Open charles-cooper opened 4 years ago

charles-cooper commented 4 years ago

Simple Summary

Allow generic decimal types with parametrizable precision and bits settings.

Motivation

Fixed point math is generally useful for smart contracts as one of the most common use cases for smart contracts is to do accurate accounting. This is manifest in the fact that numerous ERCs and applications depend on fixed point math (ex. ERC20, various AMMs, ERC4626). This VIP proposes general decimal types which are

Specification

Introduce new PEP484 style Decimals and UDecimals types which each accept two parameters (the latter of which is optional).

Examples:

The existing decimals type will be considered a deprecated alias of Decimals[10, 168].

In general, the ABI type of Decimals[N, B] will be int_<B>. The ABI type of UDecimals[N, B] will be uint_<B>.

Backwards Compatibility

Dependencies

Requires some refactoring of the internal type system (probably will be done as work for #2431).

References

https://github.com/vyperlang/vyper/issues/3039 Could be useful for use-site tuning of ERC20 or other token libraries.

Copyright

Copyright and related rights waived via CC0

fubuloubu commented 4 years ago

I don't think that you should have to specify the amount of bits the type takes up. We can calculate that.

fubuloubu commented 4 years ago

It would be really nice if we have the ability to create custom types (or type aliases) such that we could allow typing to be used by end users more directly, e.g. ray := decimal(places=27) for Maker codebase.

fubuloubu commented 4 years ago

Note: 38 decimal places is the most possible that can fit in 128 bits (corresponding to fixed255x38)

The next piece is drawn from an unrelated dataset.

PR #268, opened 2019-08-13
Convert unittests to pytests

DuckNrOne:
Hey guys,

sorry for the long time to convert the tests, but now you can find in this repo the new pytests. The converted tests are marked with a *_py* at the end.  I saved the logs of each test just for a better overview. Before you merge it, I would rename tests and delete the logs.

fubuloubu commented 4 years ago

List of decimals:

  1. fixed132x1
  2. fixed135x2
  3. fixed138x3
  4. fixed142x4
  5. fixed145x5
  6. fixed148x6
  7. fixed152x7
  8. fixed155x8
  9. fixed158x9
  10. fixed162x10
  11. fixed165x11
  12. fixed168x12
  13. fixed172x13
  14. fixed175x14
  15. fixed178x15
  16. fixed182x16
  17. fixed185x17
  18. fixed188x18
  19. fixed192x19
  20. fixed195x20
  21. fixed198x21
  22. fixed202x22
  23. fixed205x23
  24. fixed208x24
  25. fixed212x25
  26. fixed215x26
  27. fixed218x27
  28. fixed222x28
  29. fixed225x29
  30. fixed228x30
  31. fixed231x31 (NOTE: doesn't fit pattern)
  32. fixed235x32
  33. fixed238x33
  34. fixed241x34 (NOTE: doesn't fit pattern)
  35. fixed245x35
  36. fixed248x36
  37. fixed251x37 (NOTE: doesn't fit pattern)
  38. fixed255x38
fubuloubu commented 4 years ago

Meeting notes: Pamp it

fubuloubu commented 4 years ago

Was thinking about this some more today. It could be something like the following:

  1. Internally, Vyper users only see the Decimal type, which is a fixed point type that is allowed to be any width decimal (using fixed<M>x<N> notation) as long as the calculations align at "endpoints" (internal type conversions or ABI boundaries)
  2. For interface definitions, Decimal takes an argument (e.g. Decimal(fixed168x10)) which defines the "required" shape of the Decimal type at that interface and pins that boundary to that particular ABI type
  3. When producing ABIs, Vyper statically determines the ABI type of Decimal and uses fixed<M>x<N> notation to denote that interface type. This can be overriden using the same trick for interface definitions e.g. def myCall(val: Decimal(fixed168x10)) to pin to a particular type (useful for ERCs)
  4. All else is "undefined behavior", allowing the compiler to optimize towards the highest precision and lowest loss calculations based on all the mathematical interactions that are possible within an entire contract, given the constraints at the boundary points. This optimization should be statically determinable, so that it will always produce the same outcome given the same program (although different programs and constraint system can produce different results)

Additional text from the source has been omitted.